I picked 280 characters instead of App.net’s 256 characters because it’s slightly less nerdy, and feels right at exactly double Twitter’s 140. This should be thought of as more of a guideline than a rule, though — just something to shoot for.

After that, Twitter also doubled their character limit to 280 characters. Mastodon launched at 500 characters. In the years since, it has felt less symbolic for Micro.blog to stick to 280 characters. Thinking about a post-Twitter world, 280 actually now feels kind of wrong.

Micro.blog is based on real blogs, so you can have full-length blog posts with a title, categories, photos, inline links, podcasts, and anything else you’d expect blogs to have. Those full posts don’t have a limit. It’s the Micro.blog timeline that encourages the 280-character limit to make the timeline as readable as possible, not cluttered with long posts or “read more” links.

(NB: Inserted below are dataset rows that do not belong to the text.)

PR #177, opened 2024-01-07
Add configuration dependent form fields

Elfangor93:
This PR adds form fields for configuration params that are inherited through the component global config sets, categories, images, menu items.

### The following field types are added:
- jglist (for selections)
  Dropdown list with first entry beeing "Use Global (value)"
  grafik

- jgradio (for yes, no selections)
  Three radio buttons with first button beeing "Use Global (value)"
  grafik

- jgtext (for free text input)
  Text field with hint beeing the global value
  grafik

- jgnumber (for number input)
  Number field with hint beeing the global value
 grafik

### Adding field to XML form

If you want the global inherited value to be calcultaed and displayed, its important to add the `useglobal="true"` attribute to the field definition in the XML.

grafik
Example of the jgradio field without predefined value for the global option. By default the global option value is an empty string "".

grafik
Example of the jgradio field with a predefined value for the global option. This might be useful if you want to show other fields conditionally by the global option value.

**Attention!**
If you want to use this fields in XML forms outside the joomgallery component, for example in a menu item form, its important that the `addfieldprefix="Joomgallery\Component\Joomgallery\Administrator\Field"` attribute is set in the form or fieldset you will use the field.

### How to test this PR
The parameter fields in the image and category form view should work the same as before.

### DIFF
--- a/.gitignore
+++ b/.gitignore
@@ -14,3 +14,4 @@
 /administrator/com_joomgallery/joomgallery.xml
 /administrator/com_joomgallery/joomgallery_old.xml
 node_modules
+joomgallery_old.xml
--- a/administrator/com_joomgallery/forms/subform_catparams.xml
+++ b/administrator/com_joomgallery/forms/subform_catparams.xml
@@ -10,9 +10,9 @@
     <field name="jg_showrating"
            groupByFieldset="false"
            default="-1"
-           type="radio"
+           type="jgradio"
            class="btn-group btn-group-yesno"
-           layout="joomla.form.field.radio.configbtns"
+           useglobal="true"
            label="COM_JOOMGALLERY_CONFIG_ALLOW_RATING"
            description="COM_JOOMGALLERY_CONFIG_ALLOW_RATING_CAT_LONG">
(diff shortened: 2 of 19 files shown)


MrMusic:
I tried to include the fields in the menu item for the category view and to display the value from the configuration with Use global. It works quite well. The respective value is displayed 👍 
However, the following message always appears when opening the menu entry:
`Error: Configuration Set not properly loaded.`
The message is generated here in the DefaultConfig.php file:

    //---------Level 3---------
    if(isset($this->ids['category']) && $this->ids['category'] > 1)
    {
      // Load parent categories
      $cat_model = $this->component->getMVCFactory()->createModel('Category', 'administrator');
      $parents   = $cat_model->getParents($this->ids['category'], true);

      if($parents === false && empty($parents))
      {
        $this->app->enqueueMessage(Text::_('COM_JOOMGALLERY_SERVICE_ERROR_LOAD_CONFIG'), 'error');
        return;
      }

Elfangor93:
> However, the following message always appears when opening the menu entry:

Should be fixed now...

MrMusic:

Today we’re making the next big change to how the timeline works: we’re “rounding up” the character limit to 300, and for short posts that contain a block quote, we’re doubling it to 600.

Unlike some social networks, Micro.blog’s character counter is for the text you will see in the final post. It strips out any Markdown or HTML tags when calculating the length, so there’s no extra cost to italic text or links. And with the 600 limit for quotes, it’s more consistent to use Micro.blog’s “Embed” link to paste in someone else’s post from the timeline and know it won’t be truncated.

This gives posts a little more room to breathe. The posts are still short enough that it’s not a significant change to the reading experience in the way that bumping it all the way to 500 would be. It feels right for Micro.blog.

Micro.blog on the web, the Mac app, Android app, and beta of Micro.blog 3.0 for iOS on TestFlight have all been updated with this new limit.

There’s still more to do. We plan to adopt this change for Micro.blog replies as well, which have always been treated differently than regular posts. Because that’s a more disruptive change, we’ll roll it out separately in the coming months. We have some ideas for improving the UI for long replies to tie replies back to your blog. That will take longer to get right.

Enjoy the extra 20 characters! Happy blogging.